Problem statement :: In the records below, find every line that contains "crates" and list it.

Extracted material ::

== Segment start ==

PR #162, opened 2026-08-26
fix(wallet): declare the script backend psbt_roundtrip needs

### LINKED ISSUE #147: psbt_roundtrip passes only through workspace feature unification
## What happens

`crates/wallet/tests/psbt_roundtrip.rs` passes in CI and fails when the wallet crate is tested on its own:

```
$ cargo test -p bitcoin-rs-wallet --test psbt_roundtrip
Error: Script { input_index: 0, reason: "script verification failed: portable script backend cannot verify this non-taproot spend" }
```

Reproduced on `main` at `e7adc89`, so it is not a branch's doing.

## Why

The test calls `bitcoin_rs_consensus::verify_transaction`, which routes to `verify_non_taproot_portable` unless the kernel script backend is enabled. `bitcoin-rs-wallet` does not enable it and has no feature that would: its `[features]` are `rocksdb`, `fjall`, `redb`, `mdbx`.

CI runs `cargo test --workspace`, and in a workspace build Cargo unifies features across members — `bin/bitcoin-rs`'s default feature set pulls the kernel in, so `bitcoin-rs-consensus` gets it and the wallet's test passes on the way past.

So the test is green because of a dependency it does not declare, of a crate it does not name.

## Why it matters

- **The green is not evidence.** Nothing in the wallet crate says this test needs a real script backend, so nothing stops it silently becoming a no-op if the feature ever stops being unified in. It would keep passing.
- **It is not runnable where it is.** Anyone iterating on the wallet crate with `-p bitcoin-rs-wallet` sees a failure with a message about script backends, in a PSBT test, and has no reason to connect the two. I lost time to exactly that before checking whether `main` did the same.

## Options

1. **Declare it.** Give `bitcoin-rs-wallet` a `kernel` feature forwarding to `bitcoin-rs-consensus/kernel`, and gate the test on it — `#![cfg(feature = "kernel")]`. The test then runs when it can and is skipped, visibly, when it cannot.
2. **Make the requirement explicit at runtime.** Have the test assert the backend is the real one before proceeding, so the failure names the cause instead of the symptom.
3. **Move it** to a crate that does declare the kernel.

Option 1 is the smallest thing that makes the dependency honest, but any of the three beats the current state, where the test's outcome depends on how it was invoked.

## Not covered here

Whether `verify_non_taproot_portable`'s refusal is right — it is, and it says so. This is only about a test that cannot tell you which backend it exercised.

rabbitson87:
Closes #147.

`psbt_roundtrip.rs` verifies its finished transaction with `bitcoin_rs_consensus::verify_transaction`, which without the kernel routes to `verify_non_taproot_portable` — a stub accepting only bare `OP_TRUE`. The wallet crate declared no such dependency: `bitcoin-rs-consensus` is a dev-dependency taken with `default-features = false`, so `kernel` is off for a per-crate build.

It passed anyway, because `cargo test --workspace` unifies features across members and `bin/bitcoin-rs` turns the kernel on. **Green through a dependency it did not name, of a crate it did not mention** — while `cargo test -p bitcoin-rs-wallet` failed with `portable script backend cannot verify this non-taproot spend`: a message about script backends, in a PSBT test, with nothing connecting the two.

The wallet now has a `kernel` feature forwarding to `bitcoin-rs-consensus/kernel`, and the test is gated on it.

## Two things gating alone would have got wrong

**CI would have stopped running it.** Feature unification lifts a *dependency's* features, not the wallet's own — so `cargo test --workspace` would have skipped the gated file and reported the same unbroken green while checking strictly less. That is the original bug wearing a different hat. `crates/node`'s `kernel` feature now forwards to the wallet's, so anything turning the kernel on turns it on here too.

**A gated-out file is an empty binary, and an empty binary reports success** — which is the failure mode this is meant to remove. `psbt_roundtrip_gate.rs` compiles in its place when the feature is off, so the skip appears in the output as a named test rather than as nothing. It also asserts the portable backend really does refuse a real spend: if that ever stops being true, `psbt_roundtrip` is being skipped for a reason that no longer holds, and somebody finds out here instead of wondering why coverage went quiet.

## Verified in all three configurations

| invocation | roundtrip | gate |
|---|---|---|
| `-p bitcoin-rs-wallet --no-default-features` | skipped | **runs** |
| `-p bitcoin-rs-wallet --features kernel` | **runs** | skipped |
| `cargo test --workspace` (what CI runs) | **runs** | skipped |

Each was executed, not reasoned about — the middle row is the one that would have silently regressed.

## Note on CI

This branch is cut from `main` at `2cf953f`, where the `fmt` and `kernel-parity` jobs are already failing for reasons unrelated to it (`30e8430`). #161 fixes those; expect those two jobs red here until it lands.

### DIFF
--- a/crates/node/Cargo.toml
+++ b/crates/node/Cargo.toml
@@ -80,7 +80,7 @@ mdbx = [
     "bitcoin-rs-index/mdbx",
     "bitcoin-rs-storage/mdbx",
 ]
-kernel = ["bitcoin-rs-consensus/kernel"]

== Segment end ==

Expected answer ::
`crates/wallet/tests/psbt_roundtrip.rs` passes in CI and fails when the wallet crate is tested on its own:
**CI would have stopped running it.** Feature unification lifts a *dependency's* features, not the wallet's own — so `cargo test --workspace` would have skipped the gated file and reported the same unbroken green while checking strictly less. That is the original bug wearing a different hat. `crates/node`'s `kernel` feature now forwards to the wallet's, so anything turning the kernel on turns it on here too.
--- a/crates/node/Cargo.toml
+++ b/crates/node/Cargo.toml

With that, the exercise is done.